* **PROBLEM REQUIREMENTS**: Copy out all lines in the data below containing the string "first".

* **ENTRIES SUPPLIED**:
=== Begin Enclosure ===

Issue #130, opened 2019-11-23
Require phone verification before confirming a swap


aspiers:
Currently phone verification is entirely optional and has no effect.  We should require it in order to prevent [Sybil attacks](https://en.wikipedia.org/wiki/Sybil_attack).

The right place to enforce the requirement is just as the user has decided a swap partner and is clicking to confirm the swap with that partner, since by then they should be sufficiently invested to be willing to do a tiny bit of extra work.

N.B. We also want to allow verification earlier - it's currently possible via the user's profile page, and via #129 should also become possible just after first login - but this issue is only about the *hard* requirement at the time of swap confirmation.

tdg:
I _think_ the right time to ask is when setting constituency and (for Twitter logins) email. Slightly difficult to check this instinct without the Twitter login path (currently broken)

aspiers:
This one is **SUPER** important.  Any takers?  @threedaymonk or @egglestn or @fkorning  maybe?

fkorning:
How's this: we add 2 fields to mobile_phones. (1) locale cc code, and (2) a randomly generated base 62 OTP activation token.  an activation SMS message is then sent to the mobile number.  it includes a url with the activation code (say ?code=Ghxy17Jfwk90).

fkorning:
or is the activation code already there?  what's the verify_id field? (create_mobile_phones.rb)

tdg:
We already have verifiable phone number (cf https://github.com/swapmyvote/swapmyvote/issues?q=mobile+label%3A%22mobile+verification%22 ) 

- This issue is about making verification mandatory at a **relevant moment** in the user journey.

The latest it could happen is when someone proposes or confirms a swap, respectively. 
The earliest it could happen would be at the same time the user specifies their constituency.

aspiers:
Right, this issue is about the latest time. There is already a separate
issue filed about the earliest time.

aspiers:
Fixed by #187.

PR #187, opened 2019-11-28
Enforce phone verification

egglestn:
Don't allow users to accept or suggest a swap until they have verified their phone number

New tests for the swaps controller

I *think* I have caught all the places where hound was complaining about line length...

Screen shots:
image

image

### DIFF
--- a/app/controllers/user/swaps_controller.rb
+++ b/app/controllers/user/swaps_controller.rb
@@ -29,7 +29,6 @@ class User::SwapsController < ApplicationController
   end
 
   def update
-    update_phone
     if swap_params[:confirmed] == "true"
       @user.confirm_swap
     end
@@ -60,19 +59,6 @@ class User::SwapsController < ApplicationController
   def assert_parties_exist
     return if @user.willing_party && @user.preferred_party
     redirect_to edit_user_path
-  end
-
-  def update_phone
-    return if phone_param.blank?
-    return if @user.mobile_number == phone_param
-
-    begin
-      @user.mobile_number = phone_param
-    rescue ActiveRecord::RecordInvalid
-      flash[:errors] = @user.mobile_phone.errors.full_messages
-      redirect_to edit_user_path
-      return
-    end
   end
 
   def swap_params
--- a/app/controllers/user/swaps_controller.rb
+++ b/app/controllers/user/swaps_controller.rb
@@ -3,7 +3,7 @@ class User::SwapsController < ApplicationController
   before_action :require_login
   before_action :assert_incoming_swap_exists, only: [:update, :destroy]
   before_action :assert_parties_exist, only: [:show]
-  before_action :assert_mobile_phone_verified, only: [:new, :create]
+  before_action :assert_mobile_phone_verified, only: [:new, :create, :update]
 
   include UsersHelper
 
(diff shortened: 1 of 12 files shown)


app/controllers/users_controller.rb
```diff
@@ -49,8 +54,8 @@ def user_params
   end
 
   def phone_param
-    # We get the value from mobile_phone[full] on the form, intl-tel-input
-    # will put a normalised version of the number (with IDD code) there for us.
+    return params[:mobile_phone][:number] if params[:mobile_phone] && params[:mobile_phone][:number]
```
egglestn: I had a fight with haml and haml won, so the controller might get different parameters depending on where the (same) partial was linked from. Happy to fix if someone can provide the magic incantation to fix the way the partial is wrapped. Alternatively, we could not use the partial from the user/edit page, and have a different method to update only the phone number

app/controllers/user/swaps_controller.rb
```diff
@@ -38,6 +41,13 @@ def destroy
 
   private
```
egglestn: We should not get here normally, because the UI has some filters and won't show you swaps unless your mobile phone number has been verified. Just in case

jpallen:
Tested this and it all seems to work as expected. I didn't see the screenshot in the original comment - instead I got directed to the profile page, but it seemed to work and flow ok still.

I did hit an issue with needing to make sure I had a leading zero in my phone number, and no error message when I didn't - I just didn't get any code sent. I think that's a separate issue though, and not in scope to fix here.

aspiers:
[**@jpallen**](https://github.com/jpallen) commented on [November 29, 2019 12:32 PM](https://github.com/swapmyvote/swapmyvote/pull/187#issuecomment-559775698 "2019-11-29T12:32:14Z - Replied by Github Reply Comments"):
> Tested this and it all seems to work as expected. I didn't see the screenshot in the original comment - instead I got directed to the profile page, but it seemed to work and flow ok still.

There were two screenshots.  I totally changed the first one because I thought it was the wrong place in the flow to introduce friction.  However while the second screenshot is out of date (I fixed the centering and mobile phone field), it is essentially still there with the same structure.  Can you double-check you saw that one and it worked?

app/views/mobile_phone/_form.html.haml
```diff
@@ -0,0 +1,12 @@
+%p
+  My phone number is
+  = telephone_field_tag "mobile_phone[number]", mobile_number, size: 14
```
stevebaxter: I think we need to use `mobile_phone[full]` here so we get and set the data from the hidden input that is managed by the phone validation widget. This should fix/prevent #209.

aspiers: You can use GitHub's suggestion feature for little tweaks like this :-)  Look:

```suggestion
  = telephone_field_tag "mobile_phone[full]", mobile_number, size: 14
```

aspiers: Hmm, except GitHub is too stupid to allow me to commit that via the web UI, even though I can force-push to this branch :-(

aspiers:
OK this works well for me now.  Could be prettier but hey!

aspiers:
This fixes #130.

PR #194, opened 2019-11-28
Dont show zero vote polls

baob:
This was something I worked on a day or two ago ... discussed with @tdg ... where a particular party has 0 'votes' in a constituency, just hide that column.


baob:
Example of how it looks after change
image

Versus before
image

=== End Enclosure ===

* **ANSWER TO THIS EXERCISE**:
N.B. We also want to allow verification earlier - it's currently possible via the user's profile page, and via #129 should also become possible just after first login - but this issue is only about the *hard* requirement at the time of swap confirmation.
There were two screenshots.  I totally changed the first one because I thought it was the wrong place in the flow to introduce friction.  However while the second screenshot is out of date (I fixed the centering and mobile phone field), it is essentially still there with the same structure.  Can you double-check you saw that one and it worked?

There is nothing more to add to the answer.